Although in other states, the opponents of climate action will sow doubt about the reality of human-induced climate change, that basic science is widely accepted here in Massachusetts. That leads to a different set of arguments against climate action. Only 1 piece of testimony out of nearly 1200 denied that climate change was caused by humans: opposing testimony, instead, tended to argue that a particular policy was poorly designed, unnecessary, or unfair to marginalized groups (even though these same actors push policies and candidates that would widen the already steep racial and inequality in the state).

These arguments align perfectly with the three reactionary narratives outlined by Albert Hirschman in The Rhetoric of Reaction: Perversity, Futility, and Jeopardy. The perversity thesis argues that any reform would just exacerbate the condition it is trying to remedy, the futility thesis argues that any reform will amount to naught, and the jeopardy thesis argues that the cost of a proposed reform is simply too high and puts past progress at risk. In addition to such predictable arguments, fossil fuel companies also argue that they are part of the solution — which is outright laughable.

Well-funded opponents who can pry their way behind closed doors of policymaking aren’t the only obstacles: the opacity of the Legislature, the report argues, makes everything worse. Data collection was much harder in MA than it was in Rhode Island or Connecticut because the lack of published committee votes and testimony (indeed, whether to hand over any testimony at all is at the discretion of committee chairs as the Legislature is fully exempt from public records law).

So what next? The report’s authors outline some key recommendations:

(1) Sharply Improving State House transparency: Committee hearings should be recorded and broadcast over the internet (and archived in a user-friendly portal), and written testimony should likewise be archived and made available online. Lobbying reports need to be much more detailed and shouldn’t include an option to claim that a lobbyist’s position on a bill was “neutral,” and they should be presented in a more consistent and trackable format. And for the sake of basic accountability, committee votes should be public, and more votes on the floor of the House and Senate should be taken by roll call, rather than quick voice vote.

(2) Building capacity and collaboration among advocates: In other words, ramp up the inside game and the outside game.

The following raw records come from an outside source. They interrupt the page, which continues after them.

PR #239, opened 2018-08-21
UTY-690, 691: CommandSenders and CommandRequestHandlers for MonoBehaviours

JonasImprobable:

-------

#### Description
Added codegened CommandRequestSenders and CommandRequestHandlers.
#### Tests
Simple playground scenario
#### Documentation
To be done later
#### Primary reviewers
@MPeti01 @firtina-improbable


code_generator/GdkCodeGenerator/Templates/UnityGameObjectCommandHandlersGenerator.tt
```diff
@@ -50,10 +78,44 @@ namespace <#= qualifiedNamespace #>
...
+                    this.entityManager = entityManager;
+                    this.logger = logger;
+                }
 
+<# foreach(var commandDetails in commandDetailsList) {
+           var commandRequestType = commandDetails.CommandName + ".ReceivedRequest";
+           var delegateList = commandDetails.CamelCaseName + "Delegates";
+#>
+                private readonly List<Action<<#= commandRequestType #>>> <#= delegateList #> = new List<Action<<#= commandRequestType #>>>();
+                public event Action<<#= commandRequestType #>> On<#= commandDetails.CommandName #>Request
```
MPeti01: Just to confirm, this callback signature is subject to change when sending responses comes in, right?

code_generator/GdkCodeGenerator/Templates/UnityGameObjectCommandHandlersGenerator.tt
```diff
@@ -50,10 +78,44 @@ namespace <#= qualifiedNamespace #>
...
+                {
+                    add => <#= delegateList #>.Add(value);
+                    remove => <#= delegateList #>.Remove(value);
+                }
+
+                public void On<#= commandDetails.CommandName #>RequestInternal(<#= commandRequestType #> request)
```
MPeti01: As it is, this is visible to the user right? We could avoid that by having a user-facing interface type that includes the events above but not this method, that might be better

schema/playground/monobehaviour_test.schema
```diff
@@ -0,0 +1,9 @@
+package playground;
+
+type Void {}
+
+component MonoBehaviourTest
```
MPeti01: Could have a descriptive name, maybe SpinnerRotation?

code_generator/GdkCodeGenerator/Templates/UnityGameObjectCommandHandlersGenerator.tt
```diff
@@ -8,33 +8,61 @@
...
 
+<# foreach(var commandDetails in commandDetailsList) { #>
+                public void Send<#= commandDetails.CommandName #>Request(EntityId entityId, <#= commandDetails.RequestType #> request)
+                {
+                    try
+                    {
+                        var ecsCommandRequestSender = entityManager.GetComponentData<CommandSenders.<#= commandDetails.CommandName #>>(entity);
+                        ecsCommandRequestSender.RequestsToSend.Add(new <#= commandDetails.CommandName #>.Request(entityId, request));
+                    }
+                    catch (Exception e)
```
samiwh: What are we expecting this to catch?

code_generator/GdkCodeGenerator/Templates/UnityGameObjectCommandHandlersGenerator.tt
samiwh: Why not just make this internal? User facing interface types aren't something I'm fond of.

MPeti01: Because for some reason I forgot they are in a different assembly. That definitely makes things easier :D

JonasImprobable: Yeah, this is an oversight on my part. I will think about a way to hide this method from users.

JonasImprobable: I made the `On<CommandName>RequestInternal` method internal. That seems to do the trick.

schema/playground/monobehaviour_test.schema
JonasImprobable: Renamed component to `SpinnerRotation`.

code_generator/GdkCodeGenerator/Templates/UnityGameObjectCommandHandlersGenerator.tt
JonasImprobable: There is nothing that we are looking for here in particular. Sending commands should always work under normal conditions. Admittedly, I added this in to mirror the approach we have in `ReaderWriterBase`. Happy to remove this if you think it's overkill.

workers/unity/Assets/Playground/Scripts/MonoBehaviours/ToggleRotationCommandSender.cs
```diff
@@ -0,0 +1,37 @@
...
+        {
+            if (reader != null) // TODO UTY-791: Needed until prefab preprocessing is implemented, remove as part of UTY-791
+            {
+                ownEntityId = GetComponent<SpatialOSComponent>().SpatialEntityId;
+            }
+        }
+
+        private void Update()
+        {
+            if (reader.Authority != Authority.NotAuthoritative)
```
MPeti01: At this point it's worth considering if we want to have separate prefabs for server vs client side, which is something we could do with the existing PrefabConfig... I personally think this is OK for now to keep it simple for quick tests though.

JonasImprobable:
New PR to be raised again master branch. Closing this.

PR #240, opened 2018-08-21
UTY-879: Test component update callbacks on Readers in playground

MPeti01:

-------

#### Description
Made player character briefly flash red when it receives updates to the PlayerInput component, and otherwise be yellow when sprinting, white by default.

To make the visuals meaningful, changed the movement system to only send PlayerInput updates when they would actually change the state.
#### Tests
updates
#### Documentation
N/A
#### Primary reviewers
@JonasImprobable @jamiebrynes7


MPeti01:
Accidentally took Github's advice and opened PR from wrong branch as a result, can't seem to edit that part so opening a new, correct one instead...

PR #241, opened 2018-08-21
UTY-879: Testing component update callbacks on readers in Playground

MPeti01:

-------

#### Description
Made player character briefly flash red when it receives updates to the PlayerInput component, and otherwise be yellow when sprinting, white by default.

To make the visuals meaningful, changed the movement system to only send PlayerInput updates when they would actually change the state.
#### Tests
updates
#### Documentation
N/A
#### Primary reviewers
@JonasImprobable @jamiebrynes7


workers/unity/Assets/Playground/Scripts/MonoBehaviours/PlayerColor.cs
```diff
@@ -0,0 +1,106 @@
...
+            {
+                reader.ComponentUpdated -= OnUpdateReceived;
+                reader.RunningUpdated -= OnRunningChanged;
+            }
+        }
+
+        private void Awake()
+        {
+            renderer = transform.Find("Shape").GetComponent<MeshRenderer>();
+            Debug.Log(renderer);
```
jamiebrynes7: Couple debug logs in this file

workers/unity/Assets/Playground/Scripts/MonoBehaviours/PlayerColor.cs
```diff
@@ -0,0 +1,106 @@
...
+            if (reader != null) // TODO remove in UTY-791
+            {
+                reader.ComponentUpdated -= OnUpdateReceived;
+                reader.RunningUpdated -= OnRunningChanged;
+            }
+        }
+
+        private void Awake()
+        {
+            renderer = transform.Find("Shape").GetComponent<MeshRenderer>();
```
jamiebrynes7: Needs null checks - both on the `Find` and the `GetComponent<>` calls.

Alternative, use null conditional operators and lose a bit of debug information

```
renderer = transform.Find("Shape")?.GetComponent<MeshRenderer>();
if (renderer == null)
{
	// Either the Find or GetComponent failed
}
```

workers/unity/Assets/Playground/Scripts/MonoBehaviours/PlayerColor.cs
```diff
@@ -0,0 +1,106 @@
...
+                }
+            }
+            else
+            {
+                isRunning = false;
+                if (!isFlashing)
+                {
+                    renderer.SetPropertyBlock(basicMaterial);
+                }
+            }
```
jamiebrynes7: This block can be simplified I think: 

```
isRunning = isRunningUpdate;
if (!isFlashing)
{
	renderer.SetPropertyBlock(isRunningUpdate ? runningMaterial : basicMaterial);
}
```

workers/unity/Assets/Playground/Scripts/MonoBehaviours/PlayerColor.cs
```diff
@@ -0,0 +1,106 @@
...
+        }
+
+        [SerializeField] private float flashTime = 0.05f;
+
+        [Require] PlayerInput.Requirables.Reader reader;
+
+        private MeshRenderer renderer;
+        private bool isRunning = false;
+        private bool isFlashing = false;
+        private float flashStartTime;
```
jamiebrynes7: Nit: Add units onto the time related variables

workers/unity/Assets/Playground/Scripts/MonoBehaviours/PlayerColor.cs
```diff
@@ -0,0 +1,106 @@
...
+            basicMaterial.SetColor("_Color", Color.white);
+
+            flashingMaterial = new MaterialPropertyBlock();
+            flashingMaterial.SetColor("_Color", Color.red);
+
+            runningMaterial = new MaterialPropertyBlock();
+            runningMaterial.SetColor("_Color", Color.yellow);
+        }
+
+        [SerializeField] private float flashTime = 0.05f;
```
jamiebrynes7: Maybe rename to `flashTimeDuration` ?

workers/unity/Assets/Playground/Scripts/MonoBehaviours/PlayerColor.cs
```diff
@@ -0,0 +1,106 @@
...
+            {
+                isFlashing = false;
+                if (isRunning)
+                {
+                    renderer.SetPropertyBlock(runningMaterial);
+                }
+                else
+                {
+                    renderer.SetPropertyBlock(basicMaterial);
+                }
```
jamiebrynes7: Use a ternary here

workers/unity/Assets/Playground/Scripts/Player/LocalPlayerInputSync.cs
```diff
@@ -34,15 +35,22 @@ protected override void OnUpdate()
...
-                {
-                    Horizontal = input.x,
-                    Vertical = input.z,
-                    Running = Input.GetKey(KeyCode.LeftShift)
-                };
+                var oldPlayerInput = playerInputData.PlayerInput[i];
 
-                playerInputData.PlayerInput[i] = newPlayerInput;
+                if (Math.Abs(oldPlayerInput.Horizontal - input.x) > 0.01f
+                    || Math.Abs(oldPlayerInput.Vertical - input.z) > 0.01f
```
jamiebrynes7: Extract `0.01f` to a private const

samiwh:
Can we do something less garish? This is pretty unpleasant to look at. As an aside the spinners should be removed before merging into core. Their fine as something for you to test locally but they aren't great as an addition to the playground, even if we want to remove it later.

workers/unity/Assets/Playground/Scripts/MonoBehaviours/PlayerColor.cs
```diff
@@ -0,0 +1,97 @@
...
+
+        private void Awake()
+        {
+            logger = GetComponent<SpatialOSComponent>()?.LogDispatcher;
+            renderer = transform.Find("Shape")?.GetComponent<MeshRenderer>();
+            if (logger == null)
+            {
+                Debug.LogError("PlayerColor behaviour on GameObject that is not connected to Spatial systems properly");
+            }
+            else if (renderer == null)
```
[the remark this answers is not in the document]
MPeti01: It's `else if` so that I don't have to handle the logger not existing - I could add a case where I log the renderer error to Debug.LogError but I'm not sure it's worth the extra case handling for that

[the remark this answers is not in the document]
jamiebrynes7: Maybe - the current implementation means you might need to run twice to find and fix all the errors. Its no biggie - but could be a minor annoyance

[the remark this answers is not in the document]
MPeti01: True, but it seems sufficiently unlikely for both to happen that I feel the small mental overhead of reading through two kinds of logging would be a tradeoff for the worse. It's not a strong conviction though, so say if you disagree and I'll change it

workers/unity/Packages/com.improbable.gdk.core/GameObjectRepresentation/Injection/MonoBehaviourActivationManager.cs
```diff
@@ -54,7 +54,7 @@ internal class MonoBehaviourActivationManager
                 {
                     var componentReadRequirements = injector.GetComponentPresenceRequirements(behaviourType);
                     var componentAuthRequirements = injector.GetComponentAuthorityRequirements(behaviourType);
-                    var readRequirementCount = componentAuthRequirements.Count;
+                    var readRequirementCount = componentReadRequirements.Count;
```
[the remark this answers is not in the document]
MPeti01: Yes

workers/unity/Assets/Playground/Scripts/MonoBehaviours/ProcessSpinnerColorChange.cs
```diff
@@ -0,0 +1,77 @@
...
+        if (colorReader != null && collisionsReader != null) // TODO UTY-791: Needed until prefab preprocessing is implemented, remove as part of UTY-791
+        {
+            collisionsReader.OnPlayerCollided += HandleCollisionEvent;
+            colorReader.ColorUpdated += HandleColorChange;
+        }
+    }
+
+    private void Awake()
+    {
+        renderer = gameObject.GetComponent<MeshRenderer>();
```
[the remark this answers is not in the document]
MPeti01: Ok, I'll just do local error logging in this case because then I don't have to null check the logger as well, and it's a local rendering effect that's influenced anyway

(3) Greater engagement from clean energy companies: Although climate advocates regularly testify in favor of bills that would benefit clean energy companies, the companies rarely ever testify in support of general climate bills. If they decide to join, they could add some much-needed clout as they tend to be better-resourced than most environmental organizations.

(4) Rein in utilities. The only way to reduce their lobbying power is to more tightly regulate them, and legislators need to start being bolder in their policies.